Was looking into purchasing an extended mag for my benelli super vinci. I have found some but not really sure if they are legit or not. Anyone have any info on where I can purchase one? And whether I can get it in max-4 camo or not


----------



## dndhomes (May 26, 2011)

R C I x rail system costs 270 dollars got one works fine


----------



## huntnutia (Mar 25, 2011)

I got mine from Briley.com for my SBE2 they have black and camo they work great. 4 out of the 5 guys in our group have them one on a m2 and a Beretta and two SBE 2.


----------



## shooteminthelips (Jun 13, 2007)

x2 on the Briley


----------



## oooookillem (Jan 25, 2014)

From what I can find out is no other mags will work for the super vinci so I'm just looking for someone who has found a mag for their super vinci that works


----------



## hardcoredecs (Apr 22, 2011)

dndhomes said:


> R C I x rail system costs 270 dollars got one works fine


X2 got mine from midway usa spendy but works.
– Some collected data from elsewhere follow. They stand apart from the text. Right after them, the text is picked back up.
Issue #120, opened 2017-03-01
Forget channels on disconnect if we haven't sent/received funding_signed


rustyrussell:
(As discussed in PR #119 )

This nicely reduces the requirements if nodes vanish before getting far into channel setup.  The only issue is that if one side has sent funding_signed and the other hasn't received it: in this case the re-transmission of funding_signed will cause an error.

rustyrussell:
OK @pm47 I think we can treat the opening dialog as an atomic block:
1.  Fundee remembers nothing UNTIL they send funding_signed.  Then they assume it was received.
2.  Funder remembers nothing UNTIL they receive funding_signed (they they broadcast funding tx).

If the funding_signed is sent but not received, then funder will reconnect and create a new channel; fundee will eventually time out the old one anyway.

This makes the implementation much simpler, AFAICT.  @pm47 ?

pm47:
I think it works. It better does, because this is how we have implemented it in eclair 😜.

From a "security-of-funds" perspective, what matters most is that the funder remembers the channel (whatever that means) **before** it publishes the funding tx. This should be emphasized I think.

As an aside: in eclair we are using bitcoin core both as a gateway to watch the blockchain, and as a wallet. But if we ask bitcoind to directly provide inputs to the funding tx, the resulting tx may (and will as we discovered on testnet) be malleated, which will break the channel setup. After trying several workarounds, we ended up using an intermediate P2WPKH address (which corresponding key we import in bitcoind). Once this intermediate tx has one confirmation, we make our funding tx spend it. It fixes the malleability issue, and allow the funder to not have to remember anything if the fundee disconnects itself before the funding tx is published (because bitcoind sees the intermediate tx as a pay-to-itself). But there are downsides: it makes the channel creation process longer and costlier (x2 fees), and peers must stay connected for ~10 minutes before the funding tx is published. As a consequence, we often find ourselves forgetting channels under the conditions described in this ticket.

Its legit the super vinci is worth it


----------



## Gooseklr2004 (Feb 7, 2014)

Nordic components is working on one for the vinci I have a prototype and it works awesome. Contact them not sure when the release date is.


----------



## Flightstopper44 (Feb 9, 2013)

Sorry to jump this thread but I have super x3 any suggestions ?


----------



## fieldgeneral (Feb 12, 2013)

Sure Cycle, Foss, You won't be disappointed. Cheaper than Nordic Components as well. Sure Cycle.com :bop: :bop:


----------



## the professor (Oct 13, 2006)

Flightstopper44 said:


> Sorry to jump this thread but I have super x3 any suggestions ?


SRM or Nordic. Can't go wrong with either.


----------



## SDMAN (Mar 8, 2014)

I have a Briley on a Beretta Xterma 2 , love it! and you can get it in max4.


----------